Così come sarebbe tornata anche Nina.

“Forse dovrebbe dirglielo Mieke” osservò pensieroso Levi, rivelando che quella fonte di preoccupazione stava davvero ammorbando la sua mente, come un tarlo “O magari Rielke. Sono sempre stati molto attaccati, quei due. Non credo che io o Erwin saremmo in grado di darle una notizia del genere come si deve. Erwin soprattutto, visto che non ha pazienza. Non ha nemmeno atteso il quarantesimo giorno per portare la notizia della morte di sua sorella a casa.”

“Nina ti ha mai parlato dello studio per l’elaborato finale dell’università ?”

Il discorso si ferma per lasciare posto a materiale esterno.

PR #229, opened 2019-09-06
shrestha/backend_error_message_fixes

shresthamalik:
- Added a new api CanCreateBackend.  
This api tries to create a backend with the full backend string (backend_type:device_id). Meant to be used to check for a valid backend before assigning it to the op. There is no user-facing api for this. It is meant for internal use alone
- IsSupportedBackend() is removed
- changed the parameters for fused_batchnorm_test
- created a env variable NGRAPH_TF_SEED to fix the seed for running tests, helps in debugging. Works only for C++ test. needs to extend to python tests.

### DIFF
--- a/ngraph_bridge/ngraph_backend_manager.cc
+++ b/ngraph_bridge/ngraph_backend_manager.cc
@@ -36,9 +36,9 @@ map<std::string, int> BackendManager::ref_count_each_backend_;
 
 Status BackendManager::SetBackendName(const string& backend_name) {
   std::lock_guard<std::mutex> lock(BackendManager::ng_backend_name_mutex_);
-  if (backend_name.empty() || !IsSupportedBackend(backend_name)) {
-    return errors::Internal("Backend ", backend_name,
-                            " is not supported on nGraph");
+  auto status = BackendManager::CanCreateBackend(backend_name);
+  if (status != Status::OK()) {
+    return errors::Internal("Failed to set backend: ", status.error_message());
   }
   BackendManager::ng_backend_name_ = backend_name;
   return Status::OK();
@@ -58,8 +58,8 @@ Status BackendManager::CreateBackend(const string& backend_name) {
     }
 
     if (bend_ptr == nullptr) {
-      return errors::Internal("Could not create backend of type ",
-                              backend_name);
+      return errors::Internal("Could not create backend of type ", backend_name,
+                              " got nullptr");
     }
     std::unique_ptr<Backend> bend = std::unique_ptr<Backend>(new Backend);
     bend->backend_ptr = std::move(bend_ptr);
@@ -134,14 +134,22 @@ size_t BackendManager::GetNumOfSupportedBackends() {
 }
 
 bool BackendManager::IsSupportedBackend(const string& backend_name) {
-  auto status = BackendManager::CreateBackend(backend_name);
-  if (status != Status::OK()) {
-    return false;
+  vector<string> registered_backends =
+      ng::runtime::BackendManager::get_registered_backends();
+  vector<string>::iterator itr = find(registered_backends.begin(),
+                                      registered_backends.end(), backend_name);
+
+  return itr != registered_backends.end();
+};
+
+Status BackendManager::CanCreateBackend(const string& backend_string) {
+  auto status = BackendManager::CreateBackend(backend_string);
+  if (status == Status::OK()) {
+    // The call to create backend increases the ref count
+    // so releasing the backend here
+    BackendManager::ReleaseBackend(backend_string);
   }
-  // The call to create backend increases the ref count
-  // so releasing the backend here
-  BackendManager::ReleaseBackend(backend_name);
-  return true;
+  return status;
 };
 
 Status BackendManager::GetCurrentlySetBackendName(string* backend_name) {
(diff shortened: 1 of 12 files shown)


shresthamalik:
This PR is created on r0.18 and will be cherry-picked to master and other release branches (if required). The variable-pipeline will not run on this PR as its not available on this branch.

We could cherry-pick it, add it to this PR. Let me know.

test/test_utilities.cpp
```diff
@@ -93,6 +93,27 @@ void SetNGraphTFBackend(const string& backend_name) {
...
+    NGRAPH_VLOG(5) << "Got seed " << seed;
+    return seed;
+  }
+
+  string seedstr = GetEnvVariable(env_name);
+  try {
+    seed = stoi(seedstr);
+  } catch (const std::exception& exp) {
+    throw std::runtime_error{"Cannot set " + env_name + " with value " +
+                             seedstr + " ,got exception " + exp.what()};
```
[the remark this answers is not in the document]
sayantan-nervana: So this allows you to set seeds externally through `NGRAPH_TF_SEED`. But in CI, will we be setting `NGRAPH_TF_SEED`? In which case CI will be using time as seed. If we expect the test to fail for certain seeds, we should dump the seed value on failure so that they can be repro-ed later

ngraph_bridge/ngraph_backend_manager.cc
```diff
@@ -134,14 +134,22 @@ size_t BackendManager::GetNumOfSupportedBackends() {
...
+  vector<string> registered_backends =
+      ng::runtime::BackendManager::get_registered_backends();
+  vector<string>::iterator itr = find(registered_backends.begin(),
+                                      registered_backends.end(), backend_name);
+
+  return itr != registered_backends.end();
+};
+
+Status BackendManager::CanCreateBackend(const string& backend_string) {
+  auto status = BackendManager::CreateBackend(backend_string);
```
kanvi-nervana: Same as above

test/test_utilities.h
```diff
@@ -92,7 +95,7 @@ template <typename T>
 void AssignInputValuesRandom(Tensor& A, T min, T max) {
   auto A_flat = A.flat<T>();
   auto A_flat_data = A_flat.data();
-  srand(static_cast<unsigned>(time(0)));
+  srand(GetSeedForRandomFunctions());
```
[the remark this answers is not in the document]
kanvi-nervana: Same

test/graph_rewrites/backend_manager_test.cc
```diff
@@ -109,6 +109,13 @@ TEST(BackendManager, GetCurrentlySetBackendName) {
   RestoreEnv(env_map);
 }
 
+// Test CanCreateBackend
+TEST(BackendManager, CanCreateBackend) {
+  ASSERT_OK(BackendManager::CanCreateBackend("CPU"));
```
sayantan-nervana: ASSERT_OK(BackendManager::CanCreateBackend("CPU:0"));

test/test_utilities.h
```diff
@@ -59,6 +59,9 @@ void PrintTensorAllValues(
     const Tensor& T1,
     int64 max_entries);  // print max_entries of elements in the Tensor
 
+// Generating Random Seed
```
sayantan-nervana: // Generating Seed for PRNG

ngraph_bridge/ngraph_backend_manager.h
```diff
@@ -57,9 +57,11 @@ class BackendManager {
   // Returns number of nGraph supported backends
   static size_t GetNumOfSupportedBackends();
 
-  // Returns True if the backend is supported or not
-  // Tries to create a backend with backend_name string to determine whether
-  // supported or not
+  // Returns True if the backend is supported
+  // Searches the registered backends with nGraph to determine this
```
kanvi-nervana:
```suggestion
  // Searches the list of backends registered with nGraph to determine this
```

test/test_utilities.cpp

Levi alzò gli occhi dalla tazza, spostandoli in quelli di un celeste statico della donna. Scosse il capo, chiedendosi cosa mai potesse c’entrare con la loro discussione e perché avesse chiesto una cosa del genere così, a bruciapelo.

Lei sorrise soddisfatta, prendendo un sorso generoso dal boccale di birra, senza preoccuparsi di pulire il labbro superiore dalla schiuma “Non c’erano i soldi per farle frequentare i corsi. A dire il vero c’erano, ma i signori Müller non avrebbero mai lasciato che mio padre facesse di loro figlia un debito. Lui, però, ha fatto di meglio: l’ha presa con sé ogni giorno, in ospedale, e ha fatto di lei un medico. Quando è stato il momento di scegliere in che branca della medicina specializzarsi, Nina ha scelto quella con la quale ha finito con l’averci a che fare di più: la chirurgia.”

Egli si appoggiò con il mento al pugno chiuso, passando gli occhi sui piatti della casa. A un occhio inesperto pareva quasi che non stesse ascoltando nemmeno una parola, mentre, al contrario, aveva registrato ogni informazione. “Un chirurgo da campo.”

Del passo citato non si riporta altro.